# Mismatched desire for Sex...What's the right thing to do?



## kpmg (Dec 15, 2013)

Hello Folks....been a lurker here for a long long time. TAM is one of my last remaining addictions 

My wife and I have been married for 12 years, and both of us are almost 40. We were both virgins (religious reasons). Our sex drives & desires have been always mismatched in one way or the other. In the beginning I had the higher drive and desire, however in the last couple of years, my wife has begun to exhibit higher drive and occasionally initiating. We get along fairly well, have had no major fights lately, no addictions...no abuse...no affairs. We are very different from each other, almost nothing in common. I am introverted, she is extroverted. I have limited social skills coupled with minor social anxiety, where as wife loves being the center of attention and is funny and full of life in social gatherings. If you ask me, what we have in common, I will have to think very hard to say anything other than love for our kids.

Our sexual history is a mixed bag, some good , some bad. My wife had quite a bit of anxiety regarding sex early in our marriage. She desired sex less than me, but did enjoy it, when it happened. She controlled that aspect of our life for obvious reasons. I have been rejected countless times. I am yet to learn to handle rejection properly. Avoiding rejection has been a major theme of my life. It used to be lot of work to get my wife to do anything different in bed. I remember sex being almost always on my mind. I also remember, the first emotions I felt when I got up in the morning was anger & frustration for not getting any action the prior night.


Quite a bit has changed for me in the last 3 years.
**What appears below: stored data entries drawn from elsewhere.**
PR #306, opened 2018-08-27
MAID-3125: docs/license: update LICENSE details

pravarseth:
updated readme license text and license files to updated license details

### DIFF
--- a/LICENSE-BSD
+++ b/LICENSE-BSD
@@ -1,0 +1,28 @@
+BSD License
+
+Copyright (c) 2018 Blue Link Labs
+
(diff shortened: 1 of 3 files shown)


bochaco:
@pravarseth , I just checked and Beaker has only MIT license, can you please confirm if it's correct we add the BSD license to our fork of it and where you get this understanding from?

NickLambert:
Adding BSD makes this consistent with the rest of our licensing strategy @bochaco. There is very little difference between MIT and BSD but keeps thing simpler.

bochaco:
Ok thanks for the confirmation @NickLambert.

As our kids grow, I am becoming more involved with school ,homework and other extra curricular activities. Professionally I now have a chance to become relevant and visible outside my department. I have started taking classes that will help me professionally. I am beginning to acquire clarity in my thinking. I am still not sure what I want from my life, but have clarity in in what I don't want from life. I used to listen to talk radio religiously, It's been long gone now. I cancelled Cable TV about 2 years ago. I stopped volunteering at my church, It used to be a huge part of my life. I started to eat healthy. I have lost weight. I used to drink 2-3 times a week, I have not had a drink since Christmas. I don't even watch porn as much as I used to. I could probably count in one hand, the number of times I have watched porn in the last 6 months. I picked up a hobby that I used to have in my teens and early twenties.
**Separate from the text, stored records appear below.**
PR #318, opened 2018-09-04
Resolves #312 feat/error: creates error UI component

### LINKED ISSUE #312: Generate an error page for all type of errors when fetching data/pages

hunterlester:


hunterlester:
Tests consistently failing. Needs investigation.
What does `chrome not reachable` mean?

joshuef:
Do they still fail with latest master changes @hunterlester ?

Looks like tabs are being closed before tests are running or something...

hunterlester:
@joshuef What's happening here is that the state needs to be updated after a server `reply` is returned.
If I put this [dispatch](https://github.com/maidsafe/safe_browser/pull/318/files#diff-76922384c6ba85352a6a2acef42d9678R104) in a `setTimeout`, then all is well and tests pass.
However, I'm looking for something more reliable than a timeout.

I've been trying to use the Chrome debugger API to my advantage upon the `webview` `did-start-loading` event:
```
const attachDebugger = () =>
        {
            const debug = webview.getWebContents().debugger;
            debug.attach( '1.1' );
            debug.on( 'message', ( event, method, params ) =>
            {
                //logger.info( 'method: ', method );
                if ( method === 'Network.responseReceived' )
                {
                   // console.log('======================: ', params);
                    if ( params.response.url === webview.getURL() && params.response.status > 299 )
                    {
                        requestId = params.requestId;
                    }
                }
                if ( method === 'Network.loadingFinished' )
                {
                    if ( requestId )
                    {
                        debug.sendCommand( 'Network.getResponseBody', { requestId }, ( err, data ) =>
                        {
                            logger.info('Network.getResponseBody callback err: ', err);
                            logger.info('Network.getResponseBody callback data: ', data);
                        } );
                    }
                }
            } );
            debug.sendCommand( 'Network.enable' );
        };
```
To no avail as of yet.

app/components/PerusePages/Error/Error.jsx
```diff
@@ -0,0 +1,53 @@
...
+
+    static defaultProps =
+    {
+        error : { header: '', subHeader: '' }
+    }
+
+    render( )
+    {
+        const { error } = this.props;
+        const pageStyle = {
```
joshuef: @hunterlester can we align more with the other 'peruse pages', to use `Page` `Header` components etc (as makes sense), and keep the CSS in a separate file.

hunterlester: @joshuef Right, that's what I would prefer as well.
When I attempt to import nessie components into the `Error` component, I receive the following upon `yarn mock-dev`:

In other words at this point in my life, I have very little desire or need for sex. To be honest, I hesitate to call myself LD, I believe I have a normal drive, I have occasional urge to watch porn and take care of business myself. What has really changed is that sex is no-longer is front-and-center of my mind in the last 1-2 years. I occupies a very small real-estate in my brain. We have had sex twice in the last 3 months, I initiated once and the second time it happened because wife complained about me no longer initiating. Sex for me used to be a top 3 priority, now I am not sure if it is even a top 10 priority. However, If I am alone at home and have nothing to do, The urge to watch porn comes rushing to my mind.


My wife on the other hand has become more vocal in communicating her desires, more willing to do things in bed than before. She also complains a lot more about me not initiating and occasionally she initiates. These changes happened over the last 1-2 years. Initially I rejected her advances couple of times and If I am being honest with myself, I would say I enjoyed rejecting her. I do know that was wrong and have not done that ever since. It's got to a point that if she indicates a desire, I will make sure she get's her needs taken care of. However...Like I said before, desire for sex is not front-and-center of my mind and I completely forget about sex until my wife mumbles about it. She does not like this new dynamic in our relationship at all.


I have made it very clear to my wife that, I will not reject her if she initiates. I have also communicated that all she needs to do is to hint, if she is interested. I have gotten better a deciphering her hints. I absolutely do not want her to live sexually frustrated, like I did in my late 20's to mid 30's. However, she is not very happy with this condition, She want's me to pursue her, like I used to do in the past. That's a role I am not too excited to play anymore. Because I have tried to do that recently, and the one time she rejected my advance, anger, frustration & sadness came rushing at me. I don't like how that makes me feel. This makes me very very hesitant to play the role of the pursuer. Also If I was completely honest with myself, I like the current equation of the balance of power in our relationships, who wouldn't.


Sorry for the long wall of text, I am not even sure, if I have a question to ask, I guess I am trying to figure out, what is the right thing to do in the current situation? Is doing nothing perhaps right thing to do? I am curious to know what others think of this situation.


----------



## usmarriedguy (Dec 9, 2013)

Did you explain to her how it makes you feel when you initiate and she rejects?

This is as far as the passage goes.